As online shopping offers customers the benefits of crowd less browsing and no-queue-checkouts, they are preferring ease and convenience of ecommerce platforms over stampedes and long waiting hours at physical retail stores. The holiday season is huge for both customers and businesses. While the season opens up broad channels of revenues for businesses, it also is one of the most challenging and demanding time. Every year, several of these ‘unprepared’ businesses face strategic failures, causing the ultimate shopping fiasco.
Last year, while Amazon emerged out as a winner in the ecommerce space, J. Crew drove customers away with a crashed website and a “hang on a sec” screen. The massive 50% discount on all online orders lured several potential customers to the J. Crew website, but the technical glitch resulted in several incomplete orders and frustrated shoppers.
In a way, downtime is good news for any e-commerce company. It indicates tremendous success in engaging the customers and other stakeholders including vendors, back end IT teams and marketing units. This means the business is heading in the right direction. Only the performance of the IT systems has to be constantly reinforced to match the ‘difficult to predict’ user activity. Fail–Safe Performance Testing has become a must for any business environment which thrives on heavy volume transactions during peak seasons.
It is evident that demand for highly scalable and dependable system is increasing exponentially for IT–driven verticals especially e-tail, e-Learning, healthcare etc. In addition, customers are getting less tolerant and excessively vocal on social networks by sharing poor buying experience with screenshots.
Performance testing for e-commerce
When it comes to e-commerce, performance testing assumes multiple dimensions. Performance testing of such a complex system should be done in a layered approach that is both manageable and delivers comprehensive coverage. Big distributed systems can not be fully tested in a UAT environment. There are several levels of testing that stretch over a range of speeds, resources, and fidelity to a production system.
For example, a typical large system might consist of thousands of various servers, front-end Web applications, REST API servers, internal services, caching systems, and various databases. Such a system might process several terabytes of data every day and its storage is measured in petabytes. Countless clients and users constantly hit it. It is difficult to replicate all this on a UAT environment.
Testing of large–scale distributed systems is complex and there is much to test beyond traditional testing methods. Performance testing, load testing, and error testing – all should be undertaken with realistic usage patterns and extreme loads.
Traditionally performance testing approach usually involves identification of key scenarios, setting up the load environment, designing the scripts, generating load, monitoring, and at last, analysis and reporting. It works for most of the system, but it is completely a different ball game when conducting performance testing of a large–scale distributed system.

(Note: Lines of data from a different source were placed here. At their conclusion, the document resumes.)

PR #3340, opened 2025-08-07
feat: potential connections

jimniels:
## Description

- [x] Add unsupported connections to the list of functioning connections.
- [x] When a user clicks on an unsupported connection, send a mixpanel event denoting they clicked on it
- [x] Allow users to submit additional feedback about an unsupported connection. This message gets logged as feedback using our existing feedback mechanism (logged in db + sent to slack)

CleanShot 2025-08-13 at 12 50 17@2x

CleanShot 2025-08-13 at 12 50 24@2x

## To Test

- Go to connections and see that there are new connections in the list
- Click on any and submit feedback, see that it submits
- Message will only get logged to slack if we setup the `SLACK_FEEDBACK_URL` in the preview env

Goes with https://github.com/quadratichq/quadratic-website/pull/355/files


luke-quadratic (approved):
👍

AyushAgrawal-A2 (approved):

PR #3353, opened 2025-08-09
Alert users in members page that adding members while on Pro costs per seat 

luke-quadratic:
Alert users in members page that adding members while on Pro costs per seat. 

CleanShot 2025-08-08 at 21 28 01@2x

## Testing considerations 

Notification should not show for free teams. Should show for paid teams.


jimniels (approved):
I moved this to the side as a kind of addendum to the UI itself.

Image

PR #3367, opened 2025-08-14
fix: minor ai chat bugs

AyushAgrawal-A2:
1. make backup model non sticky
2. unique message insertion fail due to debug chat id not updating chat_id
3. handle bad tool calls from dropped ai responses


luke-quadratic (approved):
👍

Issue #3307, opened 2025-07-25
Unsubscribe flow


luke-quadratic:
## Description 

Upon clicking unsubscribe, pop a modal to collect voluntary information on why user is leaving to help improve the product.

jimniels:
Resolved in #3381

PR #3381, opened 2025-08-22
feat: try to retain users who are unsubscribing

jimniels:
## Relevant issue(s)
 #3307 

## Description

tk

Todos:

- [ ] Write API tests

## To test

- [ ] tk


davidkircos (approved):
UI UX looks great to me! 

When redirecting the user to stripe, I think we should set the success / return URLs to the team settings page 

Image

AyushAgrawal-A2 (approved):

PR #47803, opened 2023-11-28
remove configure script and base qmake project

jkarneges:
This removes the configure script and qconf modules, and replaces the base qmake project with a hand-written makefile. Support for conf.pri is removed and any configuration must be done via environment variables. The project can now be built out of the box simply by running `make` (no need to run `qmake` first).


sima-fastly (approved):
this is so neat! thanks 🎖️

sima-fastly (commented):
do we need to add these makefiles to .gitignore? 
Screenshot 2023-11-27 at 8 33 53 PM

jkarneges:
Ah, those makefiles are old, you can delete them. They are now generated in the target dir which is ignored.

Business leaders and technology stakeholders need to look at performance from a fresh perspective. The following table describes some of the characteristics of the common test scenarios associated with large scale distributed systems:
Key Characteristics | |
High Volume | » Terabyte of transactional records in database » Network throughput in gigabits per second |
High Transactions | » Millions of transactions per second from end users » Millions of transactions in database due to few triggers (e.g. large report generation due to batch processing) |
High Concurrency | » Huge user base accessing simultaneously (e.g. Facebook) |
Geographically Distributed | » Traffic from all over the world |
High availability | » Huge revenue loss and complaining customers due to unavailability |
Huge Data Analytics | » Big data, data warehousing |
The following table describes performance testing solutions to address the business problems associated with a large–scale distributed system:
Key Challenges | Proposed Solution |
High cost for test environment setup | » Production or staging environment » Scaled–down environment |
High cost for load generation environment | » Cloud–based load generation tool |
High license cost for tools and utilities | » Open–source load generation/monitoring tools » Use pay–per–service if number of runs are less |
Production like environment configuration | » Use CI tool like Jenkins for automatic build and deployment |
Configuration consistency for large number of nodes | » Automatic validation of configurations before and after the execution » Take restore point and roll it back after the performance run |
Population of high–volume of test data | » Copy production data and mask it » Alteration of DB volumes » Use tool like database generator, dbMonster » Use historic data |
Simulation of realistic load | » Identify key scenarios and usage patterns from log files, market research, BA etc. » Generate load from different geographies » Baseline response with CDN and without CDN |
Penetrating the system complexity, touching all system nodes and database tables | » Understand system architecture » Manually walkthrough the scenarios and watch traffic on different nodes and database tables » Detail analysis of application logs » Understand load balancer strategy |
Identification and testing of failover scenario | » Test the failover scenario separately during load condition |
Third party interactions | » Simulate using stubs |
Monitoring of large number of disparate systems | » Use diagnostic tools like AppDynamics, Dynatrace, HP Diagnostic, Glassbox |
Result collation and analysis | » Automatic result collection and collation » Collection of built-in anti–patterns for quick analysis » Knowledge base on historical failures or bottlenecks |
Conclusion
For an e-commerce company, the user can be any computer literate individual with access to internet. This assumption makes it very difficult to predict user activity. The scenarios that generate peak traffic are susceptible to changing combinations of the demand of a product, the pricing, the launch, availability, and UX.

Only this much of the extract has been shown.